Don’t Rush Things: Terry Jones
I remember that day, September 23, 2009. I was 61, and after several years of breathing problems and being treated for chronic obstructive pulmonary disease, my breathing continued to get worse, so my pulmonologist ordered more tests, most of which I had had before my first right heart catheterization. The cardiologist told me I had Pulmonary Arterial Hypertension (PAH) and that I should get all my affairs in order because there is no cure. Well, that’s all my wife and I heard as he continued explaining more about PAH.
When we went to my lung doctor’s office two days later, after crying, wondering what was in store for us, and researching all we could find about pulmonary hypertension (PH) on the internet, the doctor explained there was no cure and that the average life expectancy was two to three years. He also said there was a lot of research taking place, but there were only a few medications available. He wanted me to try this drug, Letairis, 5 mg, once a day. He reiterated that there was no cure but, if one of the medications worked, it should be able to treat the condition and extend my life.
I found out the cost for the medicine was over $8,000, so I checked to see if my insurance from my job at the Florida Department of Transportation would cover it, and it did. My co-pay would be $50 each month. My doctor ordered the prescription, and I received it that Monday. Everyone should look for assistance with co-pays or premium costs There are many organizations willing to help with that. Also, make sure your pulmonologist is qualified to treat PH. There are several PH treatment centers across the country, and it’s well worth it to contact one of them and see if they can recommend a doctor near where you live that may be affiliated.
Life got back to somewhat normal. At that time, I was able to take off my oxygen only when I sat. As soon as I moved, I needed it. After about three weeks and no noticeable change, I asked my doctor if there was some other drug that might work better. He wanted me to stay on the current medication and give it a chance to work, but did agree to increase the dose to 10 mg. For the next few weeks, my wife heard me complain about the medicine not working. Then one day, about 60 to 70 days into being on Letairis, she asked me what the heck was I doing in the kitchen without my oxygen. I had walked in to get a cup of coffee! That was when I knew the medication was working. Clearly, this is an example of taking your doctors’ advice and not rushing things. From then on, it has been a learning experience.
My wife and caregiver had a stroke in December 2009, and I became her caregiver until her death in October 2010. I learned what a caregiver really does, what is involved in being a caregiver, and then how to live without a caregiver.
My main goal is to live every day with a positive attitude because the days go by too quickly. Focusing on the negative things (and, believe me, they will happen) leads to depression, which affects my breathing. By maintaining a positive attitude, you’re breathing and your day improves. Having good days and bad days becomes a way of life, and you must strive for more good days than bad.
Continue to find avenues for help, such as local support groups. I have found talking and meeting with other folks who have the same limitations gives me a feeling of stability. Many of the members quickly become real friends, and it’s not unusual to get together throughout the month in addition to the regular monthly meetings.
Over the nine years I have been diagnosed, one of the most annoying and aggravating issues I have dealt with is the attitude of friends, relatives, and miscellaneous people. With this disease, people see you and think you look fine. They may even say so if you are parking in a handicapped parking spot. Learn to let whatever they say just fly over your head and carry on. I’m sure they mean well, but what I found out over time is that I had to learn my limitations and not be afraid to let people know what they are.
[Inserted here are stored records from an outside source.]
PR #1008, opened 2026-08-02
feat(skills): harness-repo-hygiene — safe fleet-wide branch/worktree pruning

bstevenski-capillary:
Adds `harness-repo-hygiene`, a **rigid** 6-phase pipeline for pruning many branches and worktrees at once: SYNC → CLASSIFY → AUDIT → PRUNE → TEARDOWN → REPORT.

## Why a new skill rather than extending `harness-git-workflow`

`harness-git-workflow` owns the **single-workstream lifecycle** — create worktree, install, verify baseline, then finish or discard one branch. It has no bulk prune, no fetch-first step, and no cross-branch unpushed audit; its "Discard" path handles one branch with a confirmation. Different scope, so the two compose rather than overlap. `related_skills` links them.

The narrow `[gone]`-branch cleanup that third-party tools (e.g. the `clean_gone` slash command) perform is **Phase 4 step 2** here — a stage in the pipeline, not a competing tool. It passes through the AUDIT gate first, since a deleted upstream is precisely when unpushed commits become unrecoverable.

## Every safety rule comes from an observed failure

Derived from a real 68-branch / 23-worktree sweep, not invented:

| Rule | Failure it prevents |
| --- | --- |
| SYNC is Phase 1 | A sweep reported "cleanup complete" with every ref 3–613 commits behind |
| CLASSIFY checks containment in **open PR branches**, not just `main` | 3 branches read as unmerged against `main` were fully contained in an open PR |
| AUDIT requires `AHEAD=0`; `no-remote` escalates **individually** | A `backup/` branch held 7 commits present on no remote |
| TEARDOWN documents the half-deleted worktree state | An interrupted removal left 687 files deleted and the tree still registered |
| PRUNE mandates file/array iteration | In `zsh`, `for b in $LIST` does not word-split — the loop reports success having deleted nothing |
| REPORT returns ref state, not a delete count | "31 deleted" is compatible with every surviving ref being stale |

## Testing

4 scenarios per `harness-skill-authoring` Phase 5B, exercising both Red Flags, a Rationalization, and both Gates. All 8 required sections verified present (rigid ⇒ Gates + Escalation included). Identical copies across claude-code / cursor / codex / gemini-cli.

## Two gaps found while authoring

1. **`harness skill validate` cannot validate a new skill.** It scans the installed CLI bundle rather than the working tree. I confirmed this with a deliberate break — removing the `## Rationalizations to Reject` heading produced **no error**. Its silence is an abstention, not a pass. Required sections here were verified by hand.

2. **`docs/reference/cli-commands.md` and `mcp-tools.md` were already drifted** — `pnpm run generate-docs` updated them alongside the catalog. Included here since the catalog regeneration required the same command; happy to split them out.

Catalog goes 766 → 767.

### DIFF
--- a/agents/skills/claude-code/harness-repo-hygiene/SKILL.md
+++ b/agents/skills/claude-code/harness-repo-hygiene/SKILL.md
@@ -1,0 +1,299 @@
+# Harness Repo Hygiene
+
+> Fleet-wide branch and worktree pruning. Sync first, classify every ref against PR state and containment, prove nothing unpushed will be lost, then prune — and report the resulting ref state, not a delete count.
+
+## When to Use
+
+- When a repo has accumulated dozens of local branches and worktrees and you want the dead ones gone
+- When agent-driven work has left `worktree-agent-*` / `.claude/worktrees/*` debris behind
+- When cross-worktree tool caching (turbo, nx, bazel) is contaminating a build or bisect and you need a single-tree checkout
+- When a reviewer requires branches to be up to date and you are preparing a queue for review
+- NOT for creating a worktree or finishing a single branch — that is `harness-git-workflow`
+- NOT for deleting remote branches; this skill only prunes local refs and worktrees
+- NOT as a pre-commit or CI step — this is an interactive maintenance sweep with human confirmation points
+
+## Process
+
+### Iron Law
+
+**Never delete a ref you have not proven exists somewhere else.**
+
+Every deletion in this skill is justified by evidence gathered in Phase 2 and verified in Phase 3 — a merged PR, containment in `main`, containment in an open PR branch, or an explicit human decision. A branch whose commits exist nowhere but this disk is not prunable, no matter how old or how oddly named. "Looks abandoned" is not evidence.
+
+---
+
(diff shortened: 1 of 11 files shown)


chadjw:
Review pass: the branch's docs regeneration was run with a stale CLI build and **deleted unrelated, live documentation** — the `--allow-regress`/`--reason` flags for `harness check-arch` (docs/reference/cli-commands.md) and the entire `edit_file` MCP tool section (docs/reference/mcp-tools.md). Both features exist on main.

Pushed f49d03f restoring those two files to merge-base state — this PR's only legitimate reference-docs change is the skills-catalog entry (766→767), which is kept. If you regenerate docs again on this branch, use the locally built CLI (`node packages/cli/dist/bin/harness.js generate-docs`), not the global install.

Non-blocking suggestion: Phase 2's per-branch `gh pr list --head "$branch"` is one GraphQL call per branch; a single batched `gh pr list --state all --json headRefName,state,number` covers the whole sweep. Skill content otherwise looks solid — 4 platform copies are byte-identical and the irreversibility gates (AHEAD=0, per-branch no-remote escalation) are well constructed.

It is also important to know it’s okay to ask for help, whether it is for help around the house, the yard, or trips to the store. I had the most trouble with this one. I thought that since I had been able to do various tasks throughout my life, if I can no longer do them, then I must be defective or broken. Once I finally realized I could no longer do these activities because of a disease, I also realized people like to help when they can, so go ahead and ask. If they are busy or for some reason are not able to help, they will say so. Keep your head up high and smile. You will learn living day to day is not as bad as you may think.